───── Source data ─────

PR #810, opened 2020-03-03
Player: Journal funcs

### LINKED ISSUE #807: AddCustomJournalEntry  - to player plugin
Just placeholder issue to link against

Currently building method to add custom journal entries to a player via NSS / C#
Without having to use Custom Tokens or modify the JRL file.

Baaleos:
Journal modification functionality
As demonstrated here:
https://youtu.be/ZeR-9S6WAwc

resolves #807


Plugins/Player/Player.cpp
```diff
@@ -1336,4 +1344,171 @@ ArgumentStack Player::SetResManOverride(ArgumentStack&& args)
     return Services::Events::Arguments();
 }
 
+
+CExoLocString CreateCExoLocString(const std::string& str)
+{
+    CExoLocString locStr;
+    locStr.AddString(0,CExoString(str.c_str()),0);
+    return locStr;
+}
```
Daztek: This should go in NWNXLib/Utils.hpp/cpp as the following:

```c
CExoLocString CreateLocString(const std::string& str, int32_t nID = 0, uint8_t bGender = 0);

CExoLocString CreateLocString(const std::string& str, int32_t nID, uint8_t bGender)
{
    CExoLocString locStr;
    locStr.AddString(nID, CExoString(str.c_str()), bGender);
    
    return locStr;
}
```

Plugins/Player/Player.cpp
```diff
@@ -1336,4 +1344,171 @@ ArgumentStack Player::SetResManOverride(ArgumentStack&& args)
...
+            auto entries = pCreature->m_pJournal->m_lstEntries;
+            
+            const auto questName = Services::Events::ExtractArgument<std::string>(args);
+            const auto questText = Services::Events::ExtractArgument<std::string>(args);
+            const auto tag = Services::Events::ExtractArgument<std::string>(args);
+            const auto state = Services::Events::ExtractArgument<int32_t>(args);
+            const auto priority = Services::Events::ExtractArgument<int32_t>(args);
+            const auto completed = Services::Events::ExtractArgument<int32_t>(args);
+            const auto diplayed = Services::Events::ExtractArgument<int32_t>(args);
+            const auto updated = Services::Events::ExtractArgument<int32_t>(args);
```
Daztek: Some `ASSERT_OR_THROW()`s would be nice here. Especially for the `SJournalEntry` stuff that takes an unsigned value.

Also have you tested what happens when `questName`, `questText` or `tag` are empty strings?

Plugins/Player/Player.cpp
```diff
@@ -1336,4 +1344,171 @@ ArgumentStack Player::SetResManOverride(ArgumentStack&& args)
...
+            auto silentUpdate = Services::Events::ExtractArgument<int32_t>(args);
+            
+            //If server owner leaves this 0 - the entry will be added with todays date
+            if (calDay == 0)
+            {
+                uint32_t year = Globals::AppManager()->m_pServerExoApp->GetWorldTimer()->GetWorldTimeYear();
+                uint32_t month = Globals::AppManager()->m_pServerExoApp->GetWorldTimer()->GetWorldTimeMonth();
+                uint32_t day = Globals::AppManager()->m_pServerExoApp->GetWorldTimer()->GetWorldTimeDay();
+                calDay = Globals::AppManager()->m_pServerExoApp->GetWorldTimer()->ConvertToCalendarDay(year, month, day);
+            }
```
Daztek: I think you can just do `calDay = Globals::AppManager()->m_pServerExoApp->GetWorldTimer()->GetWorldTimeCalendarDay();`

Plugins/Player/Player.cpp
```diff
@@ -1336,4 +1344,171 @@ ArgumentStack Player::SetResManOverride(ArgumentStack&& args)
...
+            //If server owner leaves this 0 - the entry will be added with now() time
+            if(timeDay == 0)
+            {
+                uint32_t hour = Globals::AppManager()->m_pServerExoApp->GetWorldTimer()->GetWorldTimeHour();
+                uint32_t minute = Globals::AppManager()->m_pServerExoApp->GetWorldTimer()->GetWorldTimeMinute();
+                uint32_t second = Globals::AppManager()->m_pServerExoApp->GetWorldTimer()->GetWorldTimeSecond();
+                uint32_t ms = Globals::AppManager()->m_pServerExoApp->GetWorldTimer()->GetWorldTimeMillisecond();
+                timeDay = Globals::AppManager()->m_pServerExoApp->GetWorldTimer()->ConvertToTimeOfDay(hour, minute, second, ms);
+            }
```
Daztek: And `timeDay = Globals::AppManager()->m_pServerExoApp->GetWorldTimer()->GetWorldTimeTimeOfDay();` here

Plugins/Player/Player.cpp
Baaleos: Have moved it to Utils as requested

Plugins/Player/Player.cpp
Baaleos: Added ASSERT OR THROW on the tag - my tests showed that the tag is the only parameter that is actually required for success.

Plugins/Player/Player.cpp
Baaleos: Done

Plugins/Player/Player.cpp
Baaleos: Done

Plugins/Player/Player.cpp
Daztek:
```c
    uint32_t nCalendarDay;
    uint32_t nTimeOfDay;
    uint32_t nState;
    uint32_t nPriority;
    uint16_t nPictureIndex;
```

These are all unsigned, should have an `ASSERT_OR_THROW(var >= 0)`

Baaleos: added extra combined assert or throw-  now they are all checked to be >= 0

Daztek: Haha, sorry D: but we prefer them not combined so it's easier to see which assert is being thrown.

Baaleos: lol - done
Reason I kept the 'tag' assertion higher up - is because it is the bare minimum required for the method to function

Baaleos: actually done now: not sure what happened last night - must have forgot to push my changes

Plugins/Player/Player.cpp
```diff
@@ -1336,4 +1344,167 @@ ArgumentStack Player::SetResManOverride(ArgumentStack&& args)
...
+            newJournal.nPictureIndex= 0; // Not implemented by bioware/beamdog  
+            newJournal.bQuestCompleted= completed; 
+            newJournal.bQuestDisplayed= diplayed; 
+            newJournal.bUpdated     = updated; 
+                   
+            auto *pMessage = static_cast<CNWSMessage*>(Globals::AppManager()->m_pServerExoApp->GetNWSMessage());       
+            if (pMessage)
+                {
+                 
+                    int overwrite = -1;
```
GoLoT: It looks like you are using overwrite as a bool instead of an index, the `overwrite = i;` isn't used. I'd rewrite the loop as:

``` cpp
int i = 0;
for (i = 0; i < entries.num; i++)
{
    auto* pEntry = entries.element[i];
    if (pEntry->szPlot_Id.CStr() == tag)
    {
        pCreature->m_pJournal->m_lstEntries[i] = newJournal;
        break;
    }
}
if(i == entries.num)
    pCreature->m_pJournal->m_lstEntries.Add(newJournal);

```

Baaleos: Had some issues implementing the approach above 'exactly'
Merged the main principle described above into the existing for loop structure.

Plugins/Player/Player.cpp
```diff
@@ -1336,4 +1344,163 @@ ArgumentStack Player::SetResManOverride(ArgumentStack&& args)
...
+        auto *pCreature = Globals::AppManager()->m_pServerExoApp->GetCreatureByGameObjectID(pPlayer->m_oidNWSObject);
+        if (pCreature && pCreature->m_pJournal)
+        {
+            auto entries = pCreature->m_pJournal->m_lstEntries;
+            const auto tag = Services::Events::ExtractArgument<std::string>(args);
+            ASSERT_OR_THROW(tag.size() > 0);
+            if (entries.num > 0)
+            {
+                auto pEntry = entries.element;
+                for (int i = 0; i < entries.num; i++, pEntry++)
```
mtijanic: Please no pointer arithmetic :)

`CExoArrayList<>` actually supports modern C++ iterators, so you can probably do:
```C
for (auto& entry : entries)
{
  ...
}
```

Plugins/Player/Player.cpp
```diff
@@ -1336,4 +1344,163 @@ ArgumentStack Player::SetResManOverride(ArgumentStack&& args)
...
+                {
+                    if (pEntry->szPlot_Id.CStr() == tag)
+                        {
+                            lastJournalEntry = entries[i];
+                            found = i;
```
mtijanic: Should we abort if we find the tag, or do we need to look at the last entry with the same tag?
If there's only one with the tag, maybe move the big return here and then you don't need the `found` variable at all.

Plugins/Player/Player.cpp
```diff
@@ -1336,4 +1344,163 @@ ArgumentStack Player::SetResManOverride(ArgumentStack&& args)
...
+            ASSERT_OR_THROW(silentUpdate >= 0);
+            
+            
+            //If server owner leaves this 0 - the entry will be added with todays date
+            if (calDay <= 0)
+            {
+                calDay = Globals::AppManager()->m_pServerExoApp->GetWorldTimer()->GetWorldTimeCalendarDay();
+            }
+            //If server owner leaves this 0 - the entry will be added with now() time
+            if(timeDay <= 0)
```
mtijanic: A few generic style nits throughout the change:
- space between keyword and paren: `if (x)`, not `if(x)`.
- space around assignment operator `=` on both sides:  `a = x;` not `a=x`, `a= x`, `a =x`.
- Avoid superfluous newlines, such as empty lines after `{`

Plugins/Player/Player.cpp
Baaleos: Default journal entries add multiple entries to the player with the same tag - the last one is (as far as I can tell) the one that is generally presented/visible to the player. Even when you remove a journal entry via native RemoveJournalEntry NWScript method - it only ever removes the last entry - leaving some empty journal entries in the journal list on the player. (Somewhat memory-leakish behaviour in the base game)

The AddCustomJournal entry method attempts to avoid that sort of behaviour by overwriting entries with the same tag. This Get method should be compatible with both native journal entries and the custom entries.

Also - the found variable is used so I can return some sort of indication to the NWScript context that no valid journal entry was found - eg: no need to do more popping of return variables if the journal entry was not found etc.
Seemed more efficient to pop one return variable with -1 to indicate to the nwscript that there is no further variables to be expected etc.
If there is a better way of handling that - happy to include it.

mtijanic: In that case, it would be better to start at the last element and iterate backwards until you find the first tag.

And what I mean is if you add the full data return here, you don't need the `found` variable. As soon as you hit the end of the function, you know it's not found, so you can just return `-1` directly.

Baaleos: Ok - will try to refactor to start at entries.num -1 and work down towards 0 etc
Will also add the return directly to the loop

mtijanic:
Is this ready for merge? (i didn't re-eeview yet since last time)

Baaleos:
> Is this ready for merge? (i didn't re-eeview yet since last time)

Not quite - It still needs to have the style nits fixed and needs to be retested against the latest server binary. I will try to get some time put aside for this at the weekend.

plenarius:
Reviving this as I took my time to do my own review and fixed the merge conflicts and wouldn't mind seeing this added. Will spend some time testing a bit.

Baaleos:
> Reviving this as I took my time to do my own review and fixed the merge conflicts and wouldn't mind seeing this added. Will spend some time testing a bit.

Happy for someone to take it over - I've been pre-occupied with RL stuff at the moment.
From what I recall - everything was working - but then I implemented some of the refactoring that was recommended, such as iterating through the list backwards etc for efficiency. Just never got a chance to test that part etc.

─────

■ Problem to solve: Can you repeat, word for word, every line above from the one containing "- space between" down to the one containing "The AddCustomJournal entry", including both?

■ Problem solution:
- space between keyword and paren: `if (x)`, not `if(x)`.
- space around assignment operator `=` on both sides:  `a = x;` not `a=x`, `a= x`, `a =x`.
- Avoid superfluous newlines, such as empty lines after `{`

Plugins/Player/Player.cpp
Baaleos: Default journal entries add multiple entries to the player with the same tag - the last one is (as far as I can tell) the one that is generally presented/visible to the player. Even when you remove a journal entry via native RemoveJournalEntry NWScript method - it only ever removes the last entry - leaving some empty journal entries in the journal list on the player. (Somewhat memory-leakish behaviour in the base game)

The AddCustomJournal entry method attempts to avoid that sort of behaviour by overwriting entries with the same tag. This Get method should be compatible with both native journal entries and the custom entries.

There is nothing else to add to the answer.